▸ PROBLEM
Each line below should be set down again unchanged.

▸ SUPPLIED RECORDS
PR #1429, opened 2022-07-07
remove symfony/debug dependency

Hanmac:
## Subject

This should fix this deprecation:
> The "Symfony\Component\HttpKernel\Event\GetResponseForExceptionEvent::getException()" method is deprecated

I am targeting this branch, because it may be BC even if it is deprecation removal.

## Changelog

```markdown
### Removed
- Remove `symfony/debug` dependency as it is deprecated.
```

### DIFF
--- a/src/Listener/ExceptionListener.php
+++ b/src/Listener/ExceptionListener.php
@@ -20,7 +20,7 @@ use Sonata\PageBundle\Exception\InternalErrorException;
 use Sonata\PageBundle\Page\PageServiceManagerInterface;
 use Sonata\PageBundle\Site\SiteSelectorInterface;
 use Symfony\Component\HttpFoundation\Response;
-use Symfony\Component\HttpKernel\Event\GetResponseForExceptionEvent;
+use Symfony\Component\HttpKernel\Event\ExceptionEvent;
 use Symfony\Component\HttpKernel\Exception\HttpExceptionInterface;
 use Symfony\Component\HttpKernel\Exception\NotFoundHttpException;
 use Symfony\Component\Templating\EngineInterface;
@@ -154,9 +154,9 @@ class ExceptionListener
      *
      * @throws \Exception
      */
-    public function onKernelException(GetResponseForExceptionEvent $event)
+    public function onKernelException(ExceptionEvent $event): void
     {
-        if ($event->getException() instanceof NotFoundHttpException && $this->cmsManagerSelector->isEditor()) {
+        if ($event->getThrowable() instanceof NotFoundHttpException && $this->cmsManagerSelector->isEditor()) {
             $pathInfo = $event->getRequest()->getPathInfo();
 
             // can only create a CMS page, so the '_route' must be null
@@ -176,7 +176,7 @@ class ExceptionListener
             }
         }
 
-        if ($event->getException() instanceof InternalErrorException) {
+        if ($event->getThrowable() instanceof InternalErrorException) {
             $this->handleInternalError($event);
         } else {
             $this->handleNativeError($event);
@@ -186,18 +186,18 @@ class ExceptionListener
     /**
      * Handles an internal error.
      */
-    private function handleInternalError(GetResponseForExceptionEvent $event)
+    private function handleInternalError(ExceptionEvent $event): void
     {
         if (false === $this->debug) {
-            $this->logger->error($event->getException()->getMessage(), [
-                'exception' => $event->getException(),
+            $this->logger->error($event->getThrowable()->getMessage(), [
+                'exception' => $event->getThrowable(),
             ]);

▸ ANSWER BOX
PR #1429, opened 2022-07-07
remove symfony/debug dependency

Hanmac:
## Subject

This should fix this deprecation:
> The "Symfony\Component\HttpKernel\Event\GetResponseForExceptionEvent::getException()" method is deprecated

I am targeting this branch, because it may be BC even if it is deprecation removal.

## Changelog

```markdown
### Removed
- Remove `symfony/debug` dependency as it is deprecated.
```

### DIFF
--- a/src/Listener/ExceptionListener.php
+++ b/src/Listener/ExceptionListener.php
@@ -20,7 +20,7 @@ use Sonata\PageBundle\Exception\InternalErrorException;
 use Sonata\PageBundle\Page\PageServiceManagerInterface;
 use Sonata\PageBundle\Site\SiteSelectorInterface;
 use Symfony\Component\HttpFoundation\Response;
-use Symfony\Component\HttpKernel\Event\GetResponseForExceptionEvent;
+use Symfony\Component\HttpKernel\Event\ExceptionEvent;
 use Symfony\Component\HttpKernel\Exception\HttpExceptionInterface;
 use Symfony\Component\HttpKernel\Exception\NotFoundHttpException;
 use Symfony\Component\Templating\EngineInterface;
@@ -154,9 +154,9 @@ class ExceptionListener
      *
      * @throws \Exception
      */
-    public function onKernelException(GetResponseForExceptionEvent $event)
+    public function onKernelException(ExceptionEvent $event): void
     {
-        if ($event->getException() instanceof NotFoundHttpException && $this->cmsManagerSelector->isEditor()) {
+        if ($event->getThrowable() instanceof NotFoundHttpException && $this->cmsManagerSelector->isEditor()) {
             $pathInfo = $event->getRequest()->getPathInfo();
 
             // can only create a CMS page, so the '_route' must be null
@@ -176,7 +176,7 @@ class ExceptionListener
             }
         }
 
-        if ($event->getException() instanceof InternalErrorException) {
+        if ($event->getThrowable() instanceof InternalErrorException) {
             $this->handleInternalError($event);
         } else {
             $this->handleNativeError($event);
@@ -186,18 +186,18 @@ class ExceptionListener
     /**
      * Handles an internal error.
      */
-    private function handleInternalError(GetResponseForExceptionEvent $event)
+    private function handleInternalError(ExceptionEvent $event): void
     {
         if (false === $this->debug) {
-            $this->logger->error($event->getException()->getMessage(), [
-                'exception' => $event->getException(),
+            $this->logger->error($event->getThrowable()->getMessage(), [
+                'exception' => $event->getThrowable(),
             ]);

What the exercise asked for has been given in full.